Key takeaways:
– The Federal Reserve’s move away from quantitative tightening and expected rate cuts creates liquidity, making fixed-income assets less attractive.
– Surging tech credit risks, shown by elevated Oracle CDS costs, prompt investors to seek alternative, scarcer assets like Bitcoin.
Bitcoin (BTC) fell 4% on Friday to a low of $88,140, extending its decline to 19% since November. Meanwhile, the S&P 500 is now less than 1% from its all-time high. This sharp divergence may soon close with a strong upside move for Bitcoin, fueled by a major shift in central bank policy and growing credit stress. This convergence could propel Bitcoin to the psychologically critical $100,000 barrier before year-end.
Fixed income’s fading appeal and tech credit scare could fuel Bitcoin rally
The most critical factor is the Federal Reserve’s pivot from quantitative tightening — the process of shrinking its balance sheet by allowing Treasuries and mortgage-backed securities to mature without reinvestment.
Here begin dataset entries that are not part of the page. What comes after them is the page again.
PR #468, opened 2021-08-11
Play Solo Auto Connect

zoebasil:
Adds a setting to automatically re-connect to the rojo server when entering play solo


plugin/src/init.server.lua
```diff
@@ -20,6 +20,11 @@ local app = Roact.createElement(App, {
 })
 local tree = Roact.mount(app, nil, "Rojo UI")
 
+game.Close:Connect(function()
```
Kampfkarren, line 23: `game.Close` doesn't exist from my search, do you mean `OnClose` (deprecated) or `BindToClose`?

plugin/src/App/Components/PlaySoloAutoConnector.lua
```diff
@@ -0,0 +1,37 @@
...
+
+local Rojo = script:FindFirstAncestor("Rojo")
+
+local Roact = require(Rojo.Roact)
+
+local e = Roact.createElement
+
+local PlaySoloAutoConnector = Roact.Component:extend("PlaySoloAutoConnector")
+
+function PlaySoloAutoConnector:render()
```
Kampfkarren, line 11:
```suggestion
function PlaySoloAutoConnector:render()
	return nil
```

plugin/src/App/PluginSettings.lua
```diff
@@ -9,6 +9,8 @@ local Roact = require(Rojo.Roact)
 local defaultSettings = {
 	openScriptsExternally = false,
 	twoWaySync = false,
+	playSoloAutoConnect = false,
+	activeConnections = {},
```
Kampfkarren, line 13:
```suggestion
	activeConnections = {},
	openScriptsExternally = false,
	playSoloAutoConnect = false,
	twoWaySync = false,
```

plugin/src/init.server.lua
zoebasil: i guess its undocumented?
image

zoebasil: nope, its https://developer.roblox.com/en-us/api-reference/event/ServiceProvider/Close

Kampfkarren: Whack, wonder why it's not on Anaminus' site that I checked.

zoebasil: am i okay to mark this as resolved?

unix-system: Is there a reason we're using this instead of `BindToClose` ? As in, is there some behaviour we need from this obscure method. I think we should understand this thing before we put it into Rojo.

zoebasil: nah, ill just change it to BindToClose

sasial-dev:
Other than merge conflicts, is there anything else this PR needs to get merged?

LPGhatguy:
> Other than merge conflicts, is there anything else this PR needs to get merged?

In general, yeah! There's a bit of feature design work that I think we need to do, especially around making sure Rojo won't try to overwrite stuff that changes at runtime.

I've tagged PRs on the repo to try to indicate what their current status is.

jackTabsCode:
I'm curious what's blocking this feature from happening. This is something I am looking for! Would save me a decent chunk of time when testing.

Dekkonot:
I don't see a reason this is blocked beyond the fact that I've not reviewed this PR and it's old. I've asked @boatbomber to take a look since he's more in tune with Rojo's plugin source.

We could solve this in a few ways and this is just one of them, but I'd like his opinion since it'll inevitably be him that maintains any code for it we add (unless something critical breaks).

plugin/src/App/Components/PlaySoloAutoConnector.lua
```diff
@@ -0,0 +1,38 @@
...
+	return nil
+end
+
+function PlaySoloAutoConnector:didMount()
```
boatbomber, line 15: I'm not a big fan of this architecture, as it uses prop drilling and a component that just calls a function for the app. Instead, we can use the architecture that we now use for many other features- a call from `App:init()` that uses `self:startSession()`

plugin/src/App/init.lua
```diff
@@ -59,15 +63,57 @@ function App:startSession(host, port, sessionOptions)
 				appStatus = AppStatus.Connecting,
 			})
 		elseif status == ServeSession.Status.Connected then
+			if expectedSessionId and details.sessionId ~= expectedSessionId then
+				ServeSession:stop()
+			end
+
 			local address = ("%s:%s"):format(host, port)
+
+			if RunService:IsClient() and RunService:IsServer() and not RunService:IsRunning() then
```
boatbomber, line 72: Isn't this just `RunService:IsEdit()`?

plugin/src/App/init.lua
```diff
@@ -59,15 +63,57 @@ function App:startSession(host, port, sessionOptions)
...
+					port = port
+				})
+
+				if #activeConnections > 15 then
+					table.remove(activeConnections, 1)
+				end
+
+				settings:set("activeConnections", activeConnections)
+
+				workspace:SetAttribute("__RojoConnectionId", connectionId)
```
boatbomber, line 88: This is putting temporary data into a permanent location- could we use a non-Archivable Instance for this, or do they disappear when you press Play Solo? It might simplify the cleanup logic.

plugin/src/App/init.lua
```diff
@@ -59,15 +63,57 @@ function App:startSession(host, port, sessionOptions)
...
+					sessionId = details.sessionId,
+					host = host,
+					port = port
+				})
+
+				if #activeConnections > 15 then
+					table.remove(activeConnections, 1)
+				end
+
+				settings:set("activeConnections", activeConnections)
```
boatbomber, line 86: I don't understand why we have this array and write it to `settings.json`.

You're creating a GUID to key the host/port/sessionId within this array, then sharing the GUID via the Attribute, then linearly searching the array to find the host/port/sessionId with this GUID when play solo.
(Why are do a linear search? You can turn this array into a dict using the GUID as a key.)

I think this array and disc write is totally avoidable though, unless there's something I'm missing.
You can write the connection info to an easily parse-able string in the Attribute, so that the server window of the test can grab the host/port/sessionId without having to search through other connections from other projects in other windows.

IE:
```Lua
-- When connecting
workspace:SetAttribute("__RojoConnectionInfo", host .. "|" .. port .. "|" .. details.sessionId)

-- When in play solo
local connectionInfo = workspace:GetAttribute("__RojoConnectionInfo")
if not connectionInfo then return end
local host, port, sessionId = table.unpack(string.split(connectionInfo, "|"))
```

boatbomber (changes requested):
I have some concerns about implementation, and I'm not sure if we ever addressed LPG's note about avoiding overwriting dynamic content? We might need to force `ignoreUnknownInstances` on everything during a Play Solo connection.

This PR is also 3 years old and out of date, it might just be easier to start a new one.

plugin/src/App/init.lua
zoebasil: I agree that the disc write isn’t the way to go. It felt shaky even when I implemented it.

 As for the rest of your questions— I don’t have good answers for those, mostly because I can’t remember and I’d need to read back through the whole PR, which I’m not really interested in doing right now. (nor am I interested in continually addressing those issues in this PR)

I think it would be better for you to restart this feature from scratch

plugin/src/App/init.lua
zoebasil: TIL

plugin/src/App/init.lua
boatbomber: Yup, I opened #840 for that. Thanks for getting this started though!

Dekkonot:
Implemented in #840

The Fed officially halted QT on Dec. 1. Over the past six months the Fed’s balance sheet contracted by about $136 billion, removing significant cash from markets.
Markets are aggressively pricing the next phase as lower rates. The CME FedWatch Tool shows an 87% probability of a rate cut at the upcoming Fed meeting, with futures pricing in three cuts by September 2026. Lower interest rates and rising systemic liquidity reduce demand for fixed-income assets: returns on new bond issuances fall, making them less attractive to institutional funds. Bloomberg reports a record-high $8 trillion in US money-market fund assets.
The potential capital rotation away from fixed income is further incentivized by structural risks in equities, particularly tech. The cost of protecting Oracle’s debt via Credit Default Swaps has surged to its highest level since 2009. Oracle had about $105 billion of debt, including leases, as of end-August. The company expects large revenues from OpenAI-related activity, and it is the largest nonbank issuer in the Bloomberg US Corporate Bond Index. Citigroup credit strategists warn investors are increasingly concerned about additional supply on the horizon.
Bank of America says steady Fed rates increase slowdown odds
Bank of America strategist Michael Hartnett has argued that if the Fed signals steady interest rates, the odds of a wider economic slowdown rise materially. Coupled with large, debt-fueled spending tied to AI initiatives, this elevates market unease and drives demand for hedges. Faced with soaring tech credit risk and a desire for growth less dependent on stimulus, institutional capital may look to de-risk traditional tech exposures and rotate into scarce assets — notably Bitcoin.
The Fed’s end to its liquidity-drain program and the market’s aggressive pricing of rate cuts create a tailwind for risk assets outside fixed income. With tech credit risks amplified by massive AI-related debt, capital is structurally primed to move into scarce assets. This convergence establishes a plausible path for BTC to breach $100,000 in the coming months.